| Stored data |
* * * * *
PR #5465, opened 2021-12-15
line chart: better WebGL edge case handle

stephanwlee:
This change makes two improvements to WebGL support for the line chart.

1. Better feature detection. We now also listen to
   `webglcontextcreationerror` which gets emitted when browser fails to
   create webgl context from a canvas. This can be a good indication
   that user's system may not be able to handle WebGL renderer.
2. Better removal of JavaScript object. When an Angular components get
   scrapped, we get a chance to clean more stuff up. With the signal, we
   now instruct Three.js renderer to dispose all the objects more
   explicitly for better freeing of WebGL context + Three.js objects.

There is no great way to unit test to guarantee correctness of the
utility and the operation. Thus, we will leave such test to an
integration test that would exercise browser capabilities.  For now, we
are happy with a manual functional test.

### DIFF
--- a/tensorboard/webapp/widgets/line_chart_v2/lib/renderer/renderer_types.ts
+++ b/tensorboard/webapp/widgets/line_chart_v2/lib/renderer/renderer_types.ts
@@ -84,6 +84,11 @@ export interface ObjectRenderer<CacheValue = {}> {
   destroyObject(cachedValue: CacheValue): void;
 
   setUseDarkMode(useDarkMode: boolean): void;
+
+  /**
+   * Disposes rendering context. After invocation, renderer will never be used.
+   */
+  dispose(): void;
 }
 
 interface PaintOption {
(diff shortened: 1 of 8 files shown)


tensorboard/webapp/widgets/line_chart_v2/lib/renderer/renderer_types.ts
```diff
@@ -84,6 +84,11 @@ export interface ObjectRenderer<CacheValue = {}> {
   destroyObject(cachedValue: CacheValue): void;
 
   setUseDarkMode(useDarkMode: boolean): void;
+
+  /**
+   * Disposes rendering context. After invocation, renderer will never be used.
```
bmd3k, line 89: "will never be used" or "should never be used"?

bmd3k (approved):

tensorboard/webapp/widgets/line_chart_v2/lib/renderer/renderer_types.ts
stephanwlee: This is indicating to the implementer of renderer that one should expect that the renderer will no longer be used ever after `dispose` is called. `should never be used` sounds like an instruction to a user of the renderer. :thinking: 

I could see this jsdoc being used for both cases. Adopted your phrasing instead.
* * * * *
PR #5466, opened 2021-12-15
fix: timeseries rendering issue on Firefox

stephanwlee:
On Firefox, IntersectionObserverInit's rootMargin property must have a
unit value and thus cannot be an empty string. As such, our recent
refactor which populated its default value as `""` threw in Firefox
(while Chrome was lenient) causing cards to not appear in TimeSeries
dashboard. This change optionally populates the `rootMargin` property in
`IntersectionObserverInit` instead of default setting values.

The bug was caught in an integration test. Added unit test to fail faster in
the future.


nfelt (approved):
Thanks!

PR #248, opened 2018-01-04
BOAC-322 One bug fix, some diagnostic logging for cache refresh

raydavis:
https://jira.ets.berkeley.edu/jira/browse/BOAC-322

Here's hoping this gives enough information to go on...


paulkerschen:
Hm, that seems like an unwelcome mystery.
* * * * *
| What you should do |
Please give an exact copy of the lines above, beginning with the line containing "PR #5466, opened 2021-12-15" and running through the line containing "BOAC-322 One bug", and of no other lines.

| Solution to the problem |
PR #5466, opened 2021-12-15
fix: timeseries rendering issue on Firefox

stephanwlee:
On Firefox, IntersectionObserverInit's rootMargin property must have a
unit value and thus cannot be an empty string. As such, our recent
refactor which populated its default value as `""` threw in Firefox
(while Chrome was lenient) causing cards to not appear in TimeSeries
dashboard. This change optionally populates the `rootMargin` property in
`IntersectionObserverInit` instead of default setting values.

The bug was caught in an integration test. Added unit test to fail faster in
the future.


nfelt (approved):
Thanks!

PR #248, opened 2018-01-04
BOAC-322 One bug fix, some diagnostic logging for cache refresh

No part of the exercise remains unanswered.